'A brilliant conceit . . . the truest and most original account of Philipism . . . Hilarious and obsessive, it is sure to gain a cult status all of its own.'
THE SUNDAY TIMES
'Fabulous . . . a great travel tale and an epic culture clash'
Simon Reeve, author and BBC presenter
The Tanna tribe of Vanuatu worship Prince Philip as a god
As a bookish child growing up on Merseyside in the 1980s, Matthew Baylis identified with the much-mocked Prince Philip as a fellow outsider. He even had a poster of him on his bedroom wall.
Years later, his Philip-worship long behind him, Baylis heard about the existence of a Philip cult on the South Sea island of Tanna. Why was it there? Nobody had a convincing answer. Nobody even seemed to want to find one.

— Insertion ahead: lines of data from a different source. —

PR #3877, opened 2019-03-11
Don't collect if a released submission already exists

mishaschwartz:
You can still manually collect an individual submission even if the result is released from the repository view

### DIFF
--- a/app/controllers/submissions_controller.rb
+++ b/app/controllers/submissions_controller.rb
@@ -203,25 +203,36 @@ class SubmissionsController < ApplicationController
     end
     assignment = Assignment.includes(:groupings).find(params[:assignment_id])
     groupings = assignment.groupings.find(params[:groupings])
-    partition = groupings.partition do |grouping|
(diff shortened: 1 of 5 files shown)


app/controllers/submissions_controller.rb
```diff
@@ -203,25 +203,36 @@ def collect_submissions
     end
     assignment = Assignment.includes(:groupings).find(params[:assignment_id])
     groupings = assignment.groupings.find(params[:groupings])
-    partition = groupings.partition do |grouping|
+    collectable = []
+    some_before_due = false
+    some_released = Grouping.joins(current_submission_used: :results)
+                            .where('results.released_to_students': true)
+                            .where(id: groupings)
```
david-yz-liu: I'd add a `.pluck(:id).to_set` here. It's not a big deal in most cases, but would matter somewhat if the instructor accidentally selects a whole bunch of released submissions. (I just tried it one ~200 submissions from our seed data.)

PR #3879, opened 2019-03-12
Unify exporting student files for autotesting

adisandro:
Don't export the whole repo for student tests any more, only the assignment files and only the required files. This unifies the behavior with the instructor tests, allowing cross-caching of exported files as well.


david-yz-liu:
This is great. Two comments:

1. Seems like the database schema should enforce that a test run's `revision_identifier` is not null? I feel like maybe we've had this conversation before, but I can't remember. 
2. I think the changes to the file `submission_file.rb` are independent of this, and perhaps you meant to do them separate (e.g., as part of #3880). I'd rather remove them here and put them there.

adisandro:
1) It can be null in the submissions table (and so it can be null in the test_runs table too): it signals a submission without commits.
2) If you then merge 1.7.1 into master, sure, this is totally a duplicate.

david-yz-liu:
1. Ah yes, thanks for reminding me. Always forget about that.
2. Thanks.

PR #3880, opened 2019-03-12
Don't fetch extended revision info when retrieving a submission file

adisandro:
This is a very simple optimization extracted from #3879:
When we just want to get the submission file contents, fetching extended revision info is useless (e.g. the push date in git, which requires walking the commit history and the reflog)

### DIFF
--- a/app/models/submission_file.rb
+++ b/app/models/submission_file.rb
@@ -117,7 +117,7 @@ class SubmissionFile < ApplicationRecord
       close_repo = true
     end
     revision = repo.get_revision(revision_identifier)
-    revision_file = revision.files_at_path(self.path)[self.filename]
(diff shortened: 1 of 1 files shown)


david-yz-liu:
This is all good, but I'd rather be conservative and target master rather than 1.7.1, unless this is currently an issue? Or if the problem is what commits this is based on, I'll merge 1.7.1 into master soon, so we can wait until then.

adisandro:
There isn't an issue, but I was thinking that this is trivial enough that the benefits far outweigh the risks.
If there really is a concurrency problem when accessing git repos, this drastically reduces the window in which a repo being tested is open.
In any case, up to you, I'm happy to rebase it on master.

david-yz-liu:
Alright, thanks for the info. I'd prefer putting this on master then.

PR #3889, opened 2019-03-21
Replace thin server with puma in development

mishaschwartz:
Puma gives us a server that can handle true multiprocessing in development. This is useful for uncovering concurrency related bugs before they make their way to production.


mishaschwartz:
@david-yz-liu. Confirmed that this works with the current vagrant setup.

His curiosity fatally piqued, the author travelled over 10,000 miles to find a society both remote and slap-bang in the shipping-lanes of history. A place where US airmen, Lithuanian libertarians, Corsican paratroopers and Graeco-Danish princes have had as much impact as the missionaries and the slave-traders. On the rumbling slopes of this remarkable volcanic island, banjaxed by daily doses of the local narcotic, suffering from a diet of yams and regularly accused of being a divine emissary of the Duke, Baylis uncovered a religion unlike any other on the planet.
Self-deprecating, hilarious and -- almost incredibly -- true, this is travel writing at its horizon-expanding best.